### TASK OBJECTIVE:
Copy out every record precisely.

** Opening TASK INPUT block **

PR #3510, opened 2022-09-29
feat(CLI): error getting a bundle without providing a name

ewollesen:
Previously, this didn't error out, which led to other processes failing, and often with much harder to debug error messages.

The most likely reason this would be called with an empty bundle name is the case where a packages controller has come online, but has not yet activated a bundle. In that case, it's Spec.ActiveBundle value will be the empty string.

More quick PRs in this series will follow. Be on the lookout!


TerryHowe (approved):
/lgtm

PR #762, opened 2026-04-16
Correction of the acollinearity sampling following Toussaint et al.

mraedler:
Adapt the correction suggested by Toussaint et al. (https://doi.org/10.1088/1361-6560/ad70f1) to fix the sampling of the of the acollinearity for back-to-back simulations, i.e. when using
/gate/source/\<name\>/setAccolinearityFlag True
/gate/source/\<name\>/setAccoValue 0.5 deg

Also add the acollinearity effect to simulations with positron sources. When using
/gate/source/\<name\>/gps/particle e+
/gate/source/\<name\>/gps/ene/type <Fluor18, Oxygen15, Carbon11>
acollinearity is not simulated. One needs to set the MeanEnergyPerIonPair value from 0 to 5 eV (https://www.geant4.org/download/release-notes/notes-v10.7.0.html). This was also remarked by Toussaint et al. 

This PR  also adds an option to set the MeanEnergyPerIonPair value via
/gate/geometry/setMeanEnergyPerIonPair \<material\> \<value\> \<unit[energy]\>
This is completely analogous to setting the ionization potential value (I-value) of a material. It also changes the default value of the MeanEnergyPerIonPair to 5 eV, if the value is not set.

### DIFF
--- a/source/geometry/include/GateDetectorConstruction.hh
+++ b/source/geometry/include/GateDetectorConstruction.hh
@@ -159,7 +159,8 @@ public:
   void SetMaterialIoniPotential(G4String n,G4double v){theListOfIonisationPotential[n]=v;}
   G4double GetMaterialIoniPotential(G4String n){ return theListOfIonisationPotential[n];}
 
-
+  void SetMaterialMeanEnergyPerIonPair(G4String n,G4double v){theListOfMeanEnergyPerIonPair[n]=v;}
+  G4double GetMaterialMeanEnergyPerIonPair(G4String n){ return theListOfMeanEnergyPerIonPair[n];}
 
 private :
 
@@ -185,6 +186,7 @@ protected :
   G4bool moveFlag;
 
   std::map<G4String,G4double> theListOfIonisationPotential;
+  std::map<G4String,G4double> theListOfMeanEnergyPerIonPair;
 
 
 private:
--- a/source/geometry/include/GateDetectorMessenger.hh
+++ b/source/geometry/include/GateDetectorMessenger.hh
@@ -58,6 +58,7 @@ class GateDetectorMessenger: public G4UImessenger
 
     G4UIcmdWithoutParameter*   pListCreatorsCmd;
     G4UIcmdWithAString*        IoniCmd;
+    G4UIcmdWithAString*        IonPairCmd;
 
     //G4UIcmdWithABool* 	       pEnableAutoUpdateCmd;    
     //G4UIcmdWithABool* 	       pDisableAutoUpdateCmd; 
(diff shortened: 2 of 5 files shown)


MaxTousss:
Greetings!

The current PR implements APA, as suggested in the paper, for BackToBack source. 

However, it will not change anything for positron sources. If this is the intent of the PR than the PR should be good! If not, a decision need to be made about accepting, or not, the "risk" of changing the value of "MeanEnergyPerIonPair" for all materials.

Whichever is chosen, I suggest that a PR to modify the GateBenchmark be made to show that it works and that it would be linked here, with an image of the results, to show that it does indeed work.

Bests,
Maxime

mraedler:
Regarding the benchmark I have a commit to fix it here
https://github.com/mraedler/GateBenchmarks/commit/85d191ba3b71ab7792ee60ae5d2ebe2932142e23

I could open a PR on 
https://github.com/OpenGATE/GateBenchmarks

mraedler:
And here are the plots
The original benchmark fits a Gaussian
acoDistComparison_gauss_fit

The fixed version fits a Rayleigh distribution
acoDistComparison_rayleigh_fit

mraedler:
Regarding the positron sources:
I suppose (correct me if i'm wrong) we would need to insert

material->GetIonisation()->SetMeanEnergyPerIonPair(5. * eV);

in /source/geometry/src/GateMaterialDatabase.cc below line 94

That would probably activate it in all cases. One could think of adding an option to turn it off.

@MaxTousss let me know what you think and btw thank you for commenting!

MaxTousss:
That is indeed the command suggested by Geant4 to activate APA as seen in PET. However, to be truthful, I am not sure where it should be defined. For the simulations made for the article, I placed it in 
`source/geometry/src/GateDetectorConstruction.cc` and it worked. I guess that the materials that can be used in GateDetector are also those used everywhere else...

In particular, this is where I put it:
```  
const G4MaterialTable * theTable = G4Material::GetMaterialTable();
  for(unsigned int i =0;i<(*theTable).size();i++){
    (*theTable)[i]->GetIonisation()->SetMeanEnergyPerIonPair(5.0*eV);     <---- The command
    if(theListOfIonisationPotential[(*theTable)[i]->GetName()]){`
(...)
```  
Your suggestion of placement seems more general but I can't say if it is better, worst or incorrect. Sorry!

As for an option to deactivate it, I do not have a strong opinion on that. Note that you could also give an option to change the value. The shape and width of APA change with temperature, so, maybe someone somewhere would like to play with that value with compiling each time.

Again, I repeat that my knowledge of GATE is too limited to know if this command change anything else than APA. Thus, I leave GATE dev to decide on that. 

Finally, it is a pleasure to be able to help!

** Closing TASK INPUT block **

### FINISHED TASK:
PR #3510, opened 2022-09-29
feat(CLI): error getting a bundle without providing a name

ewollesen:
Previously, this didn't error out, which led to other processes failing, and often with much harder to debug error messages.

The most likely reason this would be called with an empty bundle name is the case where a packages controller has come online, but has not yet activated a bundle. In that case, it's Spec.ActiveBundle value will be the empty string.

More quick PRs in this series will follow. Be on the lookout!


TerryHowe (approved):
/lgtm

PR #762, opened 2026-04-16
Correction of the acollinearity sampling following Toussaint et al.

mraedler:
Adapt the correction suggested by Toussaint et al. (https://doi.org/10.1088/1361-6560/ad70f1) to fix the sampling of the of the acollinearity for back-to-back simulations, i.e. when using
/gate/source/\<name\>/setAccolinearityFlag True
/gate/source/\<name\>/setAccoValue 0.5 deg

Also add the acollinearity effect to simulations with positron sources. When using
/gate/source/\<name\>/gps/particle e+
/gate/source/\<name\>/gps/ene/type <Fluor18, Oxygen15, Carbon11>
acollinearity is not simulated. One needs to set the MeanEnergyPerIonPair value from 0 to 5 eV (https://www.geant4.org/download/release-notes/notes-v10.7.0.html). This was also remarked by Toussaint et al. 

This PR  also adds an option to set the MeanEnergyPerIonPair value via
/gate/geometry/setMeanEnergyPerIonPair \<material\> \<value\> \<unit[energy]\>
This is completely analogous to setting the ionization potential value (I-value) of a material. It also changes the default value of the MeanEnergyPerIonPair to 5 eV, if the value is not set.

### DIFF
--- a/source/geometry/include/GateDetectorConstruction.hh
+++ b/source/geometry/include/GateDetectorConstruction.hh
@@ -159,7 +159,8 @@ public:
   void SetMaterialIoniPotential(G4String n,G4double v){theListOfIonisationPotential[n]=v;}
   G4double GetMaterialIoniPotential(G4String n){ return theListOfIonisationPotential[n];}
 
-
+  void SetMaterialMeanEnergyPerIonPair(G4String n,G4double v){theListOfMeanEnergyPerIonPair[n]=v;}
+  G4double GetMaterialMeanEnergyPerIonPair(G4String n){ return theListOfMeanEnergyPerIonPair[n];}
 
 private :
 
@@ -185,6 +186,7 @@ protected :
   G4bool moveFlag;
 
   std::map<G4String,G4double> theListOfIonisationPotential;
+  std::map<G4String,G4double> theListOfMeanEnergyPerIonPair;
 
 
 private:
--- a/source/geometry/include/GateDetectorMessenger.hh
+++ b/source/geometry/include/GateDetectorMessenger.hh
@@ -58,6 +58,7 @@ class GateDetectorMessenger: public G4UImessenger
 
     G4UIcmdWithoutParameter*   pListCreatorsCmd;
     G4UIcmdWithAString*        IoniCmd;
+    G4UIcmdWithAString*        IonPairCmd;
 
     //G4UIcmdWithABool* 	       pEnableAutoUpdateCmd;    
     //G4UIcmdWithABool* 	       pDisableAutoUpdateCmd; 
(diff shortened: 2 of 5 files shown)


MaxTousss:
Greetings!

The current PR implements APA, as suggested in the paper, for BackToBack source. 

However, it will not change anything for positron sources. If this is the intent of the PR than the PR should be good! If not, a decision need to be made about accepting, or not, the "risk" of changing the value of "MeanEnergyPerIonPair" for all materials.

Whichever is chosen, I suggest that a PR to modify the GateBenchmark be made to show that it works and that it would be linked here, with an image of the results, to show that it does indeed work.

Bests,
Maxime

mraedler:
Regarding the benchmark I have a commit to fix it here
https://github.com/mraedler/GateBenchmarks/commit/85d191ba3b71ab7792ee60ae5d2ebe2932142e23

I could open a PR on 
https://github.com/OpenGATE/GateBenchmarks

mraedler:
And here are the plots
The original benchmark fits a Gaussian
acoDistComparison_gauss_fit

The fixed version fits a Rayleigh distribution
acoDistComparison_rayleigh_fit

mraedler:
Regarding the positron sources:
I suppose (correct me if i'm wrong) we would need to insert

material->GetIonisation()->SetMeanEnergyPerIonPair(5. * eV);

in /source/geometry/src/GateMaterialDatabase.cc below line 94

That would probably activate it in all cases. One could think of adding an option to turn it off.

@MaxTousss let me know what you think and btw thank you for commenting!

MaxTousss:
That is indeed the command suggested by Geant4 to activate APA as seen in PET. However, to be truthful, I am not sure where it should be defined. For the simulations made for the article, I placed it in 
`source/geometry/src/GateDetectorConstruction.cc` and it worked. I guess that the materials that can be used in GateDetector are also those used everywhere else...

In particular, this is where I put it:
```  
const G4MaterialTable * theTable = G4Material::GetMaterialTable();
  for(unsigned int i =0;i<(*theTable).size();i++){
    (*theTable)[i]->GetIonisation()->SetMeanEnergyPerIonPair(5.0*eV);     <---- The command
    if(theListOfIonisationPotential[(*theTable)[i]->GetName()]){`
(...)
```  
Your suggestion of placement seems more general but I can't say if it is better, worst or incorrect. Sorry!

As for an option to deactivate it, I do not have a strong opinion on that. Note that you could also give an option to change the value. The shape and width of APA change with temperature, so, maybe someone somewhere would like to play with that value with compiling each time.

Again, I repeat that my knowledge of GATE is too limited to know if this command change anything else than APA. Thus, I leave GATE dev to decide on that. 

Finally, it is a pleasure to be able to help!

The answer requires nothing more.